Level of service you expect from a vendor, laying out the metrics by which service is measured, as well as remedies or penalties should agreed-on service levels not be achieved. In Cloud this is often spells out 'uptime,' which is percent of time the system is not down, e.g. 99.99%, and guarantees against data loss and availability. For most research, uptime is not important as we are our own customer and can tolerate some downtime.

Services

Cloud "services" are often bundles of resources pulled together for coordinate function. Cloud companies offer hundreds of often closely overlapping services.

Tags

AWS and Azure allow you add meta data to resource in the form of tags (e.g. hashtags, etc) which are keys and values. When you create a resource you can add a tag indicating the project it is for e.g. "project" = "dna-methylation" To add more detail if your DNA methylation has multiple aspects or experiments, add more tags like "experiment" = "Fall 2021"

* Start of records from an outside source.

Issue #2272, opened 2024-11-20
Privacy Portal component updates: Stepper progress bar and stepper step hover treatment


Spark450:
## Acceptance Criteria:

- Based on the need to show a complete status on the final step of the stepper (through a 5th hidden step), update the progress bar so that it accurately underlines the bounds of each stepper step
- Stepper steps should no longer be interactive, remove hover treatment from all stepper steps

Spark450:
@lizhuomeng71 This issue does not need to be tested, only code reviewed by @chrisolsen .

PR #2274, opened 2024-11-21
fix(#2272): pp form stepper, allow final step excluded from progress …

vanessatran-ddi:
Allow pp team to have the hidden 5th step as the Confirmation message 

Hidden step: https://github.com/vanessatran-ddi/latest-react-demo/blob/privacy-portal-components/src/components/2175/form-stepper.tsx#L52

How it is like: 
https://vanessatran-ddi.github.io/latest-react-demo/

### DIFF
--- a/libs/web-components/src/experimental/ExperimentalFormStep.svelte
+++ b/libs/web-components/src/experimental/ExperimentalFormStep.svelte
@@ -50,15 +50,12 @@
     // receive notification from parent of resize
     _rootEl.addEventListener("form-stepper:resized", (e: Event) => {
       const { mobile } = (e as CustomEvent).detail;
-      console.log("form-stepper:resized", mobile);
       _isMobile = mobile;
     });
 
     // receive parent el information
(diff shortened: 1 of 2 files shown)


syedszeeshan (dismissed):

libs/web-components/src/experimental/ExperimentalFormStep.svelte
```diff
@@ -183,20 +180,20 @@
...
-
-  label:not([aria-disabled="true"]):not([aria-current="step"]):hover {
-    background-color: rgba(0, 0, 0, 0.05);
-    cursor: pointer;
-  }
-  label.mobile:not([aria-disabled="true"]):not([aria-current="step"]):hover {
-    background-color: rgb(232 232 232);
-    cursor: pointer;
-  }
+  /*label:not([aria-disabled="true"]):not([aria-current="step"]):has(*/
```
ArakTaiRoth, line 183: If we don't need this stuff, maybe remove it instead of commenting it out?

syedszeeshan (approved):

PR #2286, opened 2024-12-02
Vite config for prod only minification

chrisolsen:
This change will allow for one to step through the code within the inspector, but still publish a minified file to npm.

## Steps needed to test

1. Compile the web-components lib via `npx nx reset; npm run build` and note the file size (~760KB).
2. Create a `.env` file and add `VITE_DEV=true`
3. Recompile the project `npx nx reset; npm run build`. The new size of the build would be ~1.2MB


BumbleB2na (approved):
Can confirm the compiled size changes: ui-components\dist\libs\web-components

PR #590, opened 2026-05-03
fix(persistence): include sessions without started events

### LINKED ISSUE #508: Orphan detection ignores sessions without an explicit `orchestrator.session.started` event
## Background

While reviewing #311 / v0.30.0's snapshot-based orphan detection, the bot review surfaced a Low-severity sidecase that still applies on main:

- `EventStore.get_session_activity_snapshots()` (`src/ouroboros/persistence/event_store.py:445+`) anchors its candidate set on \`event_type == \"orchestrator.session.started\"\`.
- Any aggregate whose stream **does not contain a \`started\` event** but does carry later lifecycle events (e.g. imported / migrated / partial-history streams) is silently invisible to orphan cleanup.
- This is structurally the same Low-#5 finding called out on PR #311; #326 inherited the same anchor.

## Impact

Low — affects only non-canonical / imported event streams. Canonical sessions always emit \`started\` first. But it means:

1. Cleanup can leave stale RUNNING/PAUSED markers if a stream is missing \`started\`.
2. Audit/reporting that derives from the snapshot will under-count such sessions.

## Proposed fix (one of)

- **A. Anchor on \`aggregate_type == \"session\"\`** instead of the \`started\` event type, taking the earliest event per aggregate as the synthetic start row (with \`session_id\` from \`aggregate_id\`, fallback \`start_time\` from the row's timestamp).
- **B. Keep the \`started\` anchor for the typed identity fields, but \`UNION\` in any aggregate that has session events without a \`started\` row, marking those as origin-unknown.

A is simpler and matches the pre-#326 enumerator semantics more closely.

## Test coverage to add

- Snapshot row produced for an aggregate that has only \`session.completed\` / \`session.failed\` events (no \`started\`).
- Snapshot row produced for an aggregate that has \`session.heartbeat\` / progress events but no \`started\`.
- Existing canonical (started → … → terminal) path still passes.

## References

- PR #311 bot review #2, finding 5 — [link](https://github.com/Q00/ouroboros/pull/311#pullrequestreview-)
- PR #326 / v0.30.0 — main implementation
- Issue #310 — original startup-timeout report

shaun0927:
## Summary

- Enumerate session snapshots from all `aggregate_type == "session"` streams instead of anchoring only on `orchestrator.session.started`
- Preserve started-event metadata when present, with timestamp fallback for imported/partial streams
- Add regression coverage for terminal-only and progress-only session aggregates

## Verification

- `uv run ruff check src/ouroboros/persistence/event_store.py tests/unit/persistence/test_event_store.py`
- `uv run mypy src/ouroboros/persistence/event_store.py`
- `uv run pytest tests/unit/persistence/test_event_store.py::TestSessionActivitySnapshots -q`

Closes #508.

### DIFF
--- a/src/ouroboros/persistence/event_store.py
+++ b/src/ouroboros/persistence/event_store.py
@@ -535,12 +535,15 @@ class EventStore:
             func.json_extract(events_table.c.payload, "$.runtime_status"),
         )
 
-        started_ranked = (
+        first_session_event_ranked = (
             select(
                 events_table.c.aggregate_id.label("session_id"),
                 func.json_extract(events_table.c.payload, "$.execution_id").label("execution_id"),
                 func.json_extract(events_table.c.payload, "$.seed_id").label("seed_id"),
-                func.json_extract(events_table.c.payload, "$.start_time").label("start_time"),
+                func.coalesce(
+                    func.json_extract(events_table.c.payload, "$.start_time"),
+                    events_table.c.timestamp,
+                ).label("start_time"),
                 func.row_number()
                 .over(
                     partition_by=events_table.c.aggregate_id,
@@ -549,7 +552,6 @@ class EventStore:
                 .label("rn"),
             )
             .where(events_table.c.aggregate_type == "session")
-            .where(events_table.c.event_type == "orchestrator.session.started")
             .subquery()
         )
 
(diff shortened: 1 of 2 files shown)


Q00 (approved):
Reviewed fetched head aa2d9a2. Targeted verification passed: pytest tests/unit/persistence/test_event_store.py::TestSessionActivitySnapshots (3 passed) and ruff check on event_store/test_event_store. No blocking findings.

Issue #598, opened 2026-05-04
Plugin hooks broken on Windows (v0.31.x): wrong script path + UnicodeEncodeError on non-UTF-8 locales (regression from #86)


Flangom:
## Summary

The Python-based plugin hooks shipped in v0.31.x fail on every prompt submission / Write|Edit tool use on Windows. There are three independent issues stacked on top of each other, the worst of which is a regression of the fix for #86.

## Environment

- OS: Windows 11 (Korean locale, system codepage cp949)
- Python: 3.14 at `C:\Python314\python.exe` (also `python3` Windows App alias)
- Ouroboros plugin: 0.31.1 (installed via `claude plugin install ouroboros@ouroboros`)
- Claude Code: latest

## Symptoms

Every user prompt and every Write/Edit tool call shows:

```
UserPromptSubmit hook error
Failed with non-blocking status code: Traceback (most recent call last):
```

Non-blocking, but noisy on every turn.

### 1. Hook command uses `CLAUDE_PROJECT_DIR` + relative script path (regression of #86)

`.claude/settings.json` in the plugin ships:

```json
"command": "cd \"${CLAUDE_PROJECT_DIR:-.}\" && python3 scripts/keyword-detector.py"
```

`CLAUDE_PROJECT_DIR` resolves to the *user's* project (e.g. `C:\my\unrelated\repo`), where `scripts/keyword-detector.py` does not exist. The actual script lives in the plugin cache (`~/.claude/plugins/cache/ouroboros/ouroboros/0.31.1/scripts/`).

Issue #86 was closed by switching to `${CLAUDE_PLUGIN_ROOT}/scripts/keyword-detector.mjs`. The Node→Python migration in 0.31.x re-introduced the bug — `${CLAUDE_PLUGIN_ROOT}` was replaced with `cd "${CLAUDE_PROJECT_DIR:-.}"`.

### 2. UnicodeEncodeError on non-UTF-8 Windows locales

Even if you fix the path, `keyword-detector.py` prints emoji (`🎯`, U+1F3AF) to stdout. On Windows with cp949 (Korean), cp936 (Chinese), shift-jis (Japanese), etc., Python's default stdout encoding follows the system codepage and crashes:

```
UnicodeEncodeError: 'cp949' codec can't encode character '\U0001f3af' in position 32: illegal multibyte sequence
```

This is a real Python traceback on every prompt — the script never reaches stdin pass-through.

### 3. `python3` on Windows often points to a Microsoft Store stub

[...]

PR #603, opened 2026-05-04
fix(claude): fall back to python for hook executable

Q00:
## Summary
- keep `python3` as the preferred hook interpreter on Unix-like systems
- fall back to unversioned `python` when `python3` fails or is unavailable (covers the Windows Store alias case from #598)
- extends hook settings regression coverage for the interpreter fallback

References #598

Now based directly on `main` after #601 and #602 landed.

## Test Plan
- `uv run ruff format --check tests/unit/scripts/test_claude_hook_settings.py`
- `uv run ruff check tests/unit/scripts/test_claude_hook_settings.py`
- `uv run pytest tests/unit/scripts/test_claude_hook_settings.py -q`
- manual fallback simulation with a fake failing `python3` ahead of PATH for both hook commands

### DIFF
--- a/.claude/settings.json
+++ b/.claude/settings.json
@@ -5,7 +5,7 @@
         "hooks": [
           {
             "type": "command",
-            "command": "python3 \"${CLAUDE_PLUGIN_ROOT}/scripts/keyword-detector.py\"",
+            "command": "python3 \"${CLAUDE_PLUGIN_ROOT}/scripts/keyword-detector.py\" || python \"${CLAUDE_PLUGIN_ROOT}/scripts/keyword-detector.py\"",
             "timeout": 5
           }
         ]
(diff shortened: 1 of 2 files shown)


Q00:
Addressed the requested change in `849df4e`.

Instead of replacing `python3` with hard-coded `python`, the hook command now keeps the existing Unix-friendly `python3` path and falls back to `python` only if `python3` fails/is unavailable:

```sh
python3 "${CLAUDE_PLUGIN_ROOT}/scripts/..." || python "${CLAUDE_PLUGIN_ROOT}/scripts/..."
```

Also narrowed the test wording/assertions to match that contract and verified the Windows Store-alias style failure with a fake failing `python3` in PATH.

Q00:
Rebased this PR onto current `main` after #601/#602 landed and retargeted the PR base from `fix/598-plugin-hook-root` to `main`.

New head: `7bf23ff`

Verified the PR diff is now only the interpreter fallback change against `main`, with no stacked-base conflict:

```text
.claude/settings.json                           | 4 ++--
tests/unit/scripts/test_claude_hook_settings.py | 8 ++++++++
```

Local checks passed again, including fake failing `python3` fallback simulation for both hook commands.

Issue #528, opened 2026-04-30
`ooo ralph` is documented as a persistent MCP loop, but does not actually loop reliably


andrew-adamson:
## Problem

I tried to use Ralph in the intended high-level way:

1. Had the agent reason that Ralph was the right Ouroboros workflow.
2. Restarted the chat/session after installing Ouroboros so the `ooo` commands were available.
3. Ran `ooo ralph ...`.

Expected: Ralph starts a persistent loop and continues running generations until pass/convergence/limit.

Actual: it did not loop as documented.

This is not just an onboarding/docs issue. I found the intended advanced workflow, restarted so the skills/routing were available, and used the documented command. The command still did not behave like a persistent loop.

## Current Contract

The docs currently describe Ralph as a persistent loop:

- `ooo ralph` runs the evolutionary loop persistently until convergence.
- `ooo evolve` is a single evolution step.
- `ooo ralph` is listed as available “via MCP” / “MCP only”.

But the implementation appears to rely on client-side skill behavior repeatedly calling one-generation MCP tools. The MCP server does not appear to expose a first-class `ouroboros_ralph` tool.

That makes the user contract fragile: if the client skill is stale, not loaded, not followed exactly, or routes incorrectly, Ralph does not actually loop.

## Workaround

My workaround was to use the CLI Ralph script instead of `ooo ralph`.

However, I am on Windows and working natively in PowerShell (no WSL). The existing script path is shell/Python-oriented, so I had to make a hacky local PowerShell port of `ralph.sh` / `ralph.py` to `ralph.ps1`.

That workaround is not release-ready, and needing it undermines the documented “MCP-only” Ralph workflow.

## Related Issues

This relates to #362 because users need examples and guidance for using Ouroboros beyond basic coding tasks. But this case is stronger than documentation/discovery: I discovered the intended workflow and the advertised command still did not work as expected.

This also relates to #475 and the AgentRuntimeContext / ControlBus / AgentProcess direction. That may be the correct long-term architecture for Ralph, but the immediate user-facing requirement is simpler:

`ooo ralph` just needs to work.

## Suggested Fix

Add a first-class MCP-owned Ralph loop, exposed as a public MCP tool:

- `ouroboros_ralph`: starts a job-managed Ralph loop and returns a `job_id`.
- Internally, implement the loop as a reusable `RalphLoopRunner` so stop conditions and multi-generation behavior can be tested directly.
- Route `ooo ralph` to `ouroboros_ralph`.

[...]

Issue #518, opened 2026-04-29
M6 AgentProcess lifecycle (lite) — spawn/pause/resume/cancel/replay


shaun0927:
# M6 AgentProcess lifecycle (lite) — spawn/pause/resume/cancel/replay

## Context

RFC #476 promotes process lifecycle to **Tier-1 Must (M6)**:

> **M6. Process Lifecycle (lite).** Workflow = `AgentProcess` with
> `spawn / pause / resume / cancel / replay`. `ralph`, `evolve_step`,
> `execute_seed` share the abstraction.
>
> *Pass:* pause `ralph`, inspect, resume — no context loss.

Today these three workflows are separate code paths with separate
cancellation, no shared pause/resume primitive, and no shared replay
contract. Adding a new workflow means re-inventing lifecycle wiring each
time — exactly the problem #474 is solving for capability access, applied
to lifecycle.

This issue introduces the **`AgentProcess`** abstraction in lite form: an
opaque handle whose 5 verbs every long-running workflow shares. It is
**not** a fork/branch primitive (that is Tier-3 C1, gated by evidence).

## Scope

1. **`AgentProcess` interface**
   - `spawn(intent, context: AgentRuntimeContext) → AgentProcessHandle`
   - `handle.pause()` — durable; survives a process restart if the
     orchestrator persists the pause directive (see #514)
   - `handle.resume()` — picks up at the same step
   - `handle.cancel()` — terminal; emits
     `control.directive.emitted CANCEL` and stops the work loop
   - `handle.replay()` — replays from the EventStore; deterministic up to
     the I/O journal preview fidelity (see M3 issue)
   - `handle.status() → AgentProcessStatus` — `running / paused /
     cancelled / completed / failed`

2. **Directive integration**
   - Every lifecycle transition emits a `control.directive.emitted` event
     with `target_type="agent_process"` and `target_id=<process_id>`.
     This is the first non-forward-compatible use of the
     `agent_process` target_type declared in `events/control.py`.
   - Existing `Directive` members map directly:
     `WAIT` (paused), `CONTINUE` (resumed), `CANCEL` (cancelled),
     `CONVERGE` (completed), `RETRY` / `EVOLVE` (loop iterations,
     emitted by callers, not by lifecycle).

3. **Three reference migrations**
   - `ralph` → `AgentProcess` (loop until verified)
   - `evolve_step` → `AgentProcess` (single generation)
   - `execute_seed` → `AgentProcess` (single execution)
[...]

PR #617, opened 2026-05-05
feat(mcp): add a first-class Ralph loop job

shaun0927:
## Summary

Adds a first-class MCP-owned Ralph loop surface:

- `RalphLoopRunner` runs repeated `evolve_step` generations until QA passes, convergence occurs, a terminal evolution action occurs, or `max_generations` is reached.
- `RalphHandler` exposes `ouroboros_ralph` as a background JobManager job and returns a `job_id` immediately.
- The default MCP tool registry and server adapter register the new tool.
- The existing watchdog timeout test now uses file-backed SQLite so multi-version CI does not hit per-connection `:memory:` schema loss during cancellation cleanup.

## Why

#528 reports that `ooo ralph` was documented as a persistent MCP loop but the server only exposed one-generation evolve tools. This PR adds the missing runtime-owned loop primitive so clients no longer have to own the multi-generation loop in prompt pseudo-code.

## Scope

This is the runtime/tool slice only. It does not migrate Ralph onto `AgentProcess` yet; durable pause/resume/replay remains follow-up work under #518.

## Verification

- `uv run ruff check --fix src/ouroboros/ralph_loop.py src/ouroboros/mcp/tools/ralph_handlers.py src/ouroboros/mcp/tools/definitions.py src/ouroboros/mcp/tools/__init__.py src/ouroboros/mcp/server/adapter.py tests/unit/mcp/tools/test_ralph_handler.py tests/unit/mcp/tools/test_definitions.py`
- `uv run pytest tests/unit/evolution/test_generation_watchdog.py tests/unit/mcp/tools/test_ralph_handler.py tests/unit/mcp/tools/test_definitions.py tests/unit/mcp/tools/test_round5_fixes.py tests/integration/mcp/test_server_adapter.py -q` — 186 passed

## Follow-up

- #618 updates `skills/ralph/SKILL.md` to call `ouroboros_ralph` directly and poll `ouroboros_job_wait` / `ouroboros_job_result`.
- Wire Ralph through `AgentProcess` after #518 durability/replay slices land.

Addresses #528.


shaun0927:
@ouroboros-agent please re-review the latest head (9cb0c706). The stale blocking review was for 6b480a9; this head adds the outer plugin-mode Ralph dispatch boundary, a generation cap, nested-delegation guard, seed prompt-data hardening, and regression coverage. All GitHub checks are now green.

shaun0927:
@ouroboros-agent please re-review latest head 1106923. It specifically addresses your 9cb0c70 blockers: max_generations now completes normally, public docs reference ouroboros_cancel_job and plugin job_id=None, and QA-pass termination is covered by regression tests. All GitHub checks are green.

shaun0927:
@ouroboros-agent please re-review latest head dc9c851. It addresses the 1106923 blocker by enforcing Ralph recursion in the OpenCode bridge itself: Ralph child session IDs are tracked, and any child attempt to dispatch ouroboros_ralph is rejected before a nested child can be created. Bridge TS checks and tests are green, and all GitHub checks are green.

shaun0927:
@ouroboros-agent please re-review latest head f4f6a76. It addresses the dc9c851 ancestry gap by propagating Ralph-owned session state to every descendant created from a Ralph-owned session, so any later ouroboros_ralph call from a child/grandchild path is rejected before dispatch. Bridge TS checks/tests and all GitHub checks are green.

shaun0927:

This PR adds `ouroboros_ralph` as a first-class MCP tool/job so Ralph loops are owned by the runtime instead of client-side skill pseudo-code repeatedly calling `evolve_step`.

Since the initial bot review, the PR has been hardened in the following ways:

- Preserved the existing OpenCode plugin/subprocess boundary: in plugin mode `RalphHandler` returns a single `_subagent` delegation with `job_id=None` instead of enqueueing a local background job whose inner `evolve_step` would only return delegation envelopes.
- Added a Ralph-specific plugin payload and regression coverage for plugin delegation, factory wiring, and payload shape.
- Capped `max_generations` at 1-10, encoded seed content as JSON data with backtick escaping, and added explicit non-nested Ralph context.
- Clarified completion semantics: reaching `max_generations` is now a normal completed stop condition, while true failed/interrupted/stagnated/exhausted actions still fail the loop.
- Fixed the public contract text to point users to `ouroboros_cancel_job` and to describe the plugin-mode `job_id=None` behavior.
- Enforced the nested-Ralph safety boundary in the OpenCode bridge itself: Ralph-owned child sessions propagate ancestry to descendants, and any `ouroboros_ralph` dispatch from that ancestry is rejected before a new child session can be created.

Validation evidence:

- GitHub checks are all green: Ruff Lint, MyPy Type Check, Bridge TypeScript, and Tests on Python 3.12 / 3.13 / 3.14.
- Local full suite: `uv run pytest -q` → 6326 passed, 2 skipped.
- Targeted MCP suite: `251 passed`.
- Bridge checks: `bunx tsc --noEmit` and `bun test` → 96 passed.
- `ouroboros-agent[bot]` re-reviewed latest head `f4f6a76` and returned **APPROVE**.

Given the runtime-boundary fix, bounded execution safeguards, updated public contract, regression tests, and green CI, I think this PR is now merge-ready.

PR #627, opened 2026-05-05
test(ralph): lock job cancellation contract

shaun0927:
## Summary

Adds focused regression coverage for the MCP-owned Ralph loop introduced for #528: a running `ouroboros_ralph` background job can be cancelled through the existing `JobManager` / job-tool contract, and the terminal job snapshot reports `cancelled` with the Ralph lineage link preserved.

## Why

#528 should close with Ralph converging on the existing MCP job surface rather than adding a Ralph-specific control path. This PR verifies that the new server-owned Ralph loop can be stopped through the same cancellation/status mechanism used by other long-running MCP jobs.

## Scope

- Adds a blocking fake evolve handler for deterministic cancellation timing.
- Starts `RalphHandler`, captures its `job_id`, cancels through `JobManager.cancel_job()`, and asserts the job reaches `JobStatus.CANCELLED`.
- Confirms the linked `lineage_id` remains visible for later status/result inspection.

## Risks

- This is unit-level coverage; it does not prove a live client can interrupt a real long-running model/tool call mid-flight.
- It intentionally does not add Ralph-specific pause/resume/cancel APIs; broader lifecycle controls remain under #518 / `AgentProcess`.
- The assertion allows the immediate cancel response to be either `cancel_requested` or already `cancelled`, because the in-process runner may terminate before the caller observes the intermediate state.

## Verification

- `uv run ruff check tests/unit/mcp/tools/test_ralph_handler.py`
- `uv run ruff format --check tests/unit/mcp/tools/test_ralph_handler.py`
- `uv run mypy src/ouroboros/mcp/tools/ralph_handlers.py src/ouroboros/ralph_loop.py`
- `uv run pytest tests/unit/mcp/tools/test_ralph_handler.py tests/unit/mcp/test_job_manager.py -q` → 36 passed

Refs #528.

### DIFF
--- a/tests/unit/mcp/tools/test_ralph_handler.py
+++ b/tests/unit/mcp/tools/test_ralph_handler.py
@@ -51,6 +51,30 @@ class _FakeEvolveHandler:
         )
 
 
+@dataclass
+class _BlockingEvolveHandler:
+    """Fake evolve handler that blocks until the Ralph job is cancelled."""
+
+    started: asyncio.Event = field(default_factory=asyncio.Event)
+    calls: int = 0
+
+    async def handle(self, arguments: dict[str, Any]):  # noqa: ARG002 - protocol fixture
+        self.calls += 1
+        self.started.set()
+        await asyncio.sleep(60)
+        return Result.ok(
+            MCPToolResult(
+                content=(MCPContentItem(type=ContentType.TEXT, text="late"),),
+                is_error=False,
+                meta={
+                    "lineage_id": arguments["lineage_id"],
+                    "generation": self.calls,
+                    "action": "continue",
+                },
+            )
+        )
+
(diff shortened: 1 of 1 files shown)


shaun0927:

This is a deliberately small #528 regression-test PR: it locks that `RalphHandler` jobs can be cancelled through the shared `JobManager` while a generation is active/blocked, and preserves the lineage link in the resulting job state.

Risk profile: low; tests only, no production behavior changes. It complements the MCP-owned Ralph loop by pinning the cancellation contract that users need once Ralph is job-backed.

Verification: ouroboros-agent APPROVE; mergeable clean; Ruff, MyPy, Bridge TypeScript, and Python 3.12/3.13/3.14 CI are green.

For workgroups it's stronlgy suggested you add a "created_by" = your netid because it's often difficult in Azure to determine who created a resource if it needs to be turned off or deleted.

Use tags to organize your Azure resources and management hierarchy

Tensor Processing Unit (TPU)

Google Tensor Processing Unit is specialized computer chip similar to GPUs, used by deep learning libraries such as TensorFlow ( which leads to the question of "what is a tensor" and that depends on who you ask but similar to matrix.

Virtual Machine

(aka VM) Creating a simulated computer hardware using software, to be able run a guest operating system inside a host system, such that the guest thinks it's running on an actual computer.